> _What to work on_: These entries are to be set down again exactly.
──────── Records provided ────────
PR #655, opened 2018-04-23
chore: Update ESLint task globbing and autofix

nschonni:
Just noticed that the globbing that ESLint wasn't catching everything. There is already a `.eslintigore` file to exclude third party files that should be excluded.
Ran the `fix` target to apply the formatting after extending the glob pattern.

### DIFF
--- a/.eslintignore
+++ b/.eslintignore
@@ -1,7 +1,4 @@
 **/*.min.js
+common/
 examples/landmarks/js/visua11y.js
-examples/landmarks/js/SkipTo.min.js
-examples/landmarks/js/bootstrap-accessibility.min.js
-examples/landmarks/js/bootstrap.min.js
-examples/landmarks/js/jquery-2.1.1.min.js
 examples/js/highlight.pack.js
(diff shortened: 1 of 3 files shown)


nschonni:
@mcking65 sorry this is going to be an ugly one to review. The github view with [`?w=1`](https://github.com/w3c/aria-practices/pull/655/files?w=1) might be a little less noisy.
I believe all the changes outside of the package.json are:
────────
> _Result of the task_:
PR #655, opened 2018-04-23
chore: Update ESLint task globbing and autofix

nschonni:
Just noticed that the globbing that ESLint wasn't catching everything. There is already a `.eslintigore` file to exclude third party files that should be excluded.
Ran the `fix` target to apply the formatting after extending the glob pattern.

### DIFF
--- a/.eslintignore
+++ b/.eslintignore
@@ -1,7 +1,4 @@
 **/*.min.js
+common/
 examples/landmarks/js/visua11y.js
-examples/landmarks/js/SkipTo.min.js
-examples/landmarks/js/bootstrap-accessibility.min.js
-examples/landmarks/js/bootstrap.min.js
-examples/landmarks/js/jquery-2.1.1.min.js
 examples/js/highlight.pack.js
(diff shortened: 1 of 3 files shown)


nschonni:
@mcking65 sorry this is going to be an ugly one to review. The github view with [`?w=1`](https://github.com/w3c/aria-practices/pull/655/files?w=1) might be a little less noisy.
I believe all the changes outside of the package.json are:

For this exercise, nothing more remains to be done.